Warga pun diingatkan agar tetap siaga, sebab hingga kini genangan masih terjadi di puluhan RT dan sejumlah jalan utama.
Tindakan cepat langsung dijalankan. Tim BPBD bersama instansi terkait mengaktifkan pompa-pompa air, mengevakuasi warga secara bertahap, dan menyalurkan bantuan darurat ke lokasi terdampak.
Dalam suasana yang serba darurat ini, respons pemerintah menjadi angin segar bagi warga yang terdampak langsung.
Dilansir SketsaNusantara.id berdasarkan keterangan resmi yang disampaikan dalam jakarta.go.id, pada Minggu sore, 6 Juli 2025, banjir telah menggenangi 53 RT dengan ketinggian air berkisar antara 60 cm hingga 3 meter. Banjir dipicu oleh meluapnya Kali Ciliwung dan sejumlah anak sungai yang tak sanggup menampung volume air dari hulu.
Gubernur DKI Jakarta, Pramono Anung, segera menginstruksikan Dinas Sumber Daya Air (SDA) dan BPBD untuk mengaktifkan seluruh pompa air, menyesuaikan pengaturan pintu air, serta mempercepat proses drainase, terutama di lokasi yang rawan genangan.
Sementara itu, data dari portal Pantau Banjir milik Pemprov DKI per Senin pagi menunjukkan bahwa masih ada lebih dari 50 RT yang terendam. BPBD pun menerjunkan tim ke berbagai lokasi untuk menyedot air menggunakan unit mobile.
Warga di area dengan genangan cukup tinggi turut mendapatkan pemantauan khusus dari petugas di lapangan.
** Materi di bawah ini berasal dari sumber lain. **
PR #23, opened 2024-08-21
feat(data): add currency support to character model

NoahJGersh:
Partially addresses #5 

Adding currency support to the character model. This is... a tricky one. I settled on a slightly modified config and schema for it, to both be generic and extensible, while still balancing both spheres and boxings in their structures.

This model assumes that most currencies added in the lifetime of the RPG have single denominations, while some (such as spheres) may have an additional axis to that. To support that, all denominations in the `ArrayField` have a mandatory `id`, representing the primary denomination, with an optional `secondaryId` referencing the other denomination. In this way, spheres have gemstones as their primary denomination, with the relative value of each "tier" of gemstone compared to diamonds serving as their conversion value... and they have the actual gem size (chips, marks, broams) as a secondary denomination.

We can then derive the conversionRate of a given denomination field by multiplying the rates of the two constituent denominations. And in the absence of a second denomination, we just go with what's given by the config.

It isn't a perfect system, but it's comprehensive and all based on the config for later expansion.

Done:
- Add currency to Actor model
- Track primary and secondary denominations
- Derive `conversionRate` of a denomination entry from the config, for denominations with one or two ids
- Derive `convertedValue`of a denomination entry from the product of its `conversionRate` and amount
- Derive the total base value of a given currency from its denominations' `convertedValue`s

Incomplete/Out of scope:
- Figure out how to track additional currency-specific qualities
  - e.g. number of infused spheres in a given denomination, which might be useful for Radiants' Investiture Resource
  - Saving this for integration in world models; when individual currencies are being configured for use, we can revisit the schema and find ways to track different values like sphere infused-ness.


NoahJGersh:
While work on this is ongoing, I did make an assumption, that we don't want duplicate tiers. E.g. Sapphire and Amethyst will always be lumped together.

Do we want to just make separate denominations for each kind, and just set them to have equal conversion rates? It might be nice for players who _care_ to specify what kinds of spheres they have in those tiers.

stanavdb:
> While work on this is ongoing, I did make an assumption, that we don't want duplicate tiers. E.g. Sapphire and Amethyst will always be lumped together.
> 
> Do we want to just make separate denominations for each kind, and just set them to have equal conversion rates? It might be nice for players who _care_ to specify what kinds of spheres they have in those tiers.

This is looking great! I'm a little worried about how we get all of this visualised on the character sheet in a sensible manner, but I'm sure we'll figure it out. 

On the point of the duplicate tiers: We should probably just make this a setting so GM's can decide exactly how crunchy they want their game to be. (Perhaps we should even make the whole double denominations for sphere an optional setting and assume diamonds by default).

src/lang/en.json
```diff
@@ -246,6 +246,21 @@
...
+                    "Diamond": "Diamond",
+                    "TierTwoGems": "Garnet/Heliodor/Topaz",
+                    "TierThreeGems": "Ruby/Smokestone/Zircon",
+                    "TierFourGems": "Amethyst/Sapphire",
+                    "Emerald": "Emerald",
+                    "Chips": "Chips",
+                    "Marks": "Marks",
+                    "Broams": "Broams"
+                }
+            }
```
stanavdb, line 263: We need to avoid having any world specifics in the core system. The actual currency specifications will need to be done in the world modules. 

Of course, for local testing its useful to have a currency set up, but let's keep it out of the PR.

NoahJGersh:
> This is looking great! I'm a little worried about how we get all of this visualised on the character sheet in a sensible manner, but I'm sure we'll figure it out.

I considered that. I think having a scrollable div, select menus with the denomination ids, and rows of currency in one's inventory are manageable. Definitely worth some experimentation

> On the point of the duplicate tiers: We should probably just make this a setting so GM's can decide exactly how crunchy they want their game to be. (Perhaps we should even make the whole double denominations for sphere an optional setting and assume diamonds by default).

Kepala Data dan Informasi BPBD, Mohamad Yohan, menjelaskan bahwa sekitar 250 warga telah dievakuasi ke tempat aman seperti masjid dan balai warga.
Personel dari BPBD, SDA, Dinas Bina Marga, hingga Dinas Pemadam Kebakaran dikerahkan untuk mempercepat proses penanganan. Mereka bekerja tanpa henti demi memastikan jalan utama tetap bisa dilalui dan air secepat mungkin surut.